F 1-score = 2 \times \frac{{r e c a l l}_{i} \times {p r e c i s i o n}_{i}}{{r e c a l l}_{i} + {p r e c i s i o n}_{i}}

(11)

m I o U = \frac{1}{k + 1} \sum_{i = 0}^{k} \frac{p_{i i}}{\sum_{j = 0}^{k} p_{i j} + \sum_{j = 0}^{k} p_{i j} - p_{i i}}

(12)

The obtained crown widths in the north–south and east–west directions were compared with field data. We adopted a linear regression for qualitative assessment, and the R-squared, root-mean-squared error (RMSE), and relative root-mean-square error (rRMSE) measures for quantitative assessment, wherein the rRMSE is the ratio of the RMSE to the observed mean values [37].

4. Results

4.1. Leaf Detection

The experiment was performed on the Pytorch deep learning framework, running on Windows 10. All experiments were performed on a PC with an Intel i7-8550U CPU, 16 GB of RAM, and a NIVIDA GTX 1070 GPU. As hyperparameters, a batch size of 16, weight decay rate of 0.0001, input size of 2048, learning rate of 0.001, and the Adam optimizer were selected to balance performance with overall training time.

During training iterations, the loss curve (shown in Figure 7) converged rapidly in 81 epochs, indicating that the model was globally optimized [38]. As a standard evaluation measure of semantic segmentation, the mIoU represents the average ratio between the intersections and unions of all class points. This value was used to evaluate model performance on the test set at the end of each epoch. Initially, the fluctuation range of the mIoU was significant, as shown in Figure 7. Following loss of convergence as a consequence of multi-period training, the mIoU tended to fluctuate within 80%. When training the standard PointNet++ model, the loss and mIoU curves exhibited similar fluctuation characteristics. During the training process, the network may encounter complex samples—such as voxels with multiple trees, missing data owing to leaf occlusion, and ambiguous leaf and branch shapes—that tend to weaken the learning efficiency and lead to drastic fluctuations in the regression loss.
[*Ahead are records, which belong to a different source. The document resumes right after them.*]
PR #1642, opened 2019-03-16
- added TI SM72295 Full Bridge Mosfet Driver

daviid5:
grafik
http://www.ti.com/lit/gpn/sm72295

---


daviid5:
@myfreescalewebpage Hey, is there any further action needed?

myfreescalewebpage:
@daviid5 I have only added pending review labels, but the review has not been made at all. The backlog is plenty of pull request to review, but don't worry your turn will come :)

rs-development:
I think there are some errors in the symbol.

- OVS should be in input
- LIB should be inüput
- AIN and BIN should be output

myfreescalewebpage:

We fed the test set into a trained network for trunk recognition and displayed the results at two different granularities according to different scales [39]: at the instance level (when the number of positive points belonging to the same tree was more significant than 75% of the ground truth), and at the point level. Results at the instance level represent the availability of trunks identified by the network in subsequent ITC segmentation tasks, whereas those at the point level represent network performance. Figure 8 illustrates the performance of the trained network in classifying randomly sampled tree trunks from the four plots, with corresponding quantitative results listed in Table 3. For the instance-level classification of the trunk, high accuracy was achieved in all four plots, with mean recall, precision, and F1-scores of 94.6%, 96.2%, and 95.4%, respectively. As shown in Figure 8a, the model can also identify smaller tree trunks that appear due to recent reseeding. Between the four plots, few differences were observed in accuracy at the instance level; however, such differences were more pronounced at the point level, where errors were concentrated in the branches. This indicates that some areas of leaves were misattributed to the trunk, or continuous branches were truncated. The mean recall, precision, and F1-scores obtained for point-level classification were 80.6%, 78.0%, and 79.2%, respectively. The high recall rates for each of the four plots indicate that recognition performance for the trunk points was relatively good [40]. However, the uneven precision also indicates that recognition varied between the tree variants: the accuracy of trunk point recognition in Plot 3, which exhibits drooping leaf plexus, was lower than that in Plot 2, which possesses a more superficial understory morphology. Furthermore, the complex tree structure in Plot 4, which can be attributed to a hurricane strike, was associated with the lowest recall among the four plots.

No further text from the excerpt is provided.